Voice Processing in High-Functioning Autism Spectrum Disorder: Neuronal and Behavioral Mechanisms
Objectives: Here, we systematically investigated the behavioral and neuronal mechanisms of voice processing in high-functioning ASD.
Methods: Sixteen adults with high-functioning ASD and sixteen typically developed controls (matched pairwise on age, gender, and IQ) participated in two fMRI experiments and a comprehensive behavioral test battery on voice recognition. In the first fMRI experiment (vocal sound experiment), participants passively listened to blocks of vocal (speech and non-speech) and non-vocal sounds (e.g. musical instruments, nature, animals) (Belin et al., 2000). In the second fMRI experiment (voice recognition experiment), participants performed voice identity recognition and speech recognition tasks on the same stimulus material (von Kriegstein & Giraud, 2004). The behavioral test battery included tests on (i) recognition of newly learned voices, unfamiliar voice discrimination and famous voice recognition, (ii) acoustic processing abilities that are associated with voice recognition (i.e. tests on vocal pitch and timbre discrimination), (iii) control tasks (i.e. tests on musical pitch and timbre perception, and face identity recognition). Results were considered as significant at α = .05 (fMRI: p < .05 family wise error (FWE) corrected for region of interest).

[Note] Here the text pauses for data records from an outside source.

PR #57, opened 2022-01-18
Refactor to avoid double parsing and make testing easier

mk:
This refactors the hashing and eval to:
- only parse & analyze each form once fixing an `Could not resolve var` error that could previously occur in the second analysis pass
- also provide string based interfaces and use for testing instead of going through files
- move Clerk's cache into the `.clerk` folder
- drop metadata and use a map to make conveyance of previous results more explicit

### DIFF
--- a/src/nextjournal/clerk/hashing.clj
+++ b/src/nextjournal/clerk/hashing.clj
@@ -375,12 +375,10 @@
 #_(dep/transitive-dependencies (:graph (build-graph "src/nextjournal/clerk/hashing.clj"))  #'nextjournal.clerk.hashing/long-thing)
 
 (defn- hash-form [->hash {:keys [hash form deps]}]
-  (prn :hash-form ->hash :hash hash :form form :deps deps)
   (let [hashed-deps (into #{} (map ->hash) deps)]
     (sha1-base58 (pr-str (conj hashed-deps (if form form hash))))))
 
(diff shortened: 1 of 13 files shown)


src/nextjournal/clerk/hashing.clj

Results: The behavioral results showed that the ASD group had particular difficulties with discriminating, learning, and recognizing unfamiliar voices, while recognizing famous voices was comparable to controls. Difficulties with unfamiliar voices correlated with similar difficulties in recognizing unfamiliar faces. Tests on acoustic processing abilities showed that the ASD group had a specific deficit in vocal pitch discrimination that was dissociable from otherwise intact acoustic processing (i.e. musical pitch, musical timbre, and vocal timbre perception). The vocal sound experiment showed that passive listening to vocal sounds in contrast to non-vocal sounds elicited similar activity in voice-sensitive cortices in the superior temporal sulcus and gyrus (STS/STG) in the ASD and the control group. The voice recognition experiment showed reduced BOLD responses to the voice identity recognition in contrast to the speech recognition task in the ASD compared to the control group in the right posterior STS/STG—a region that has been previously implicated in processing acoustic voice features.
Conclusions: Our results allow, for the first time, a characterization of the voice recognition deficit in ASD: Both the behavioral and neuronal findings indicate that in high-functioning ASD, the ability to recognize voices is impaired because of difficulties with processing acoustic aspects of voices, that is, difficulties with integrating the acoustic characteristics of the voice into a coherent percept. A deficit in voice processing might contribute considerably to the development of communication difficulties - a core hallmark of ASD.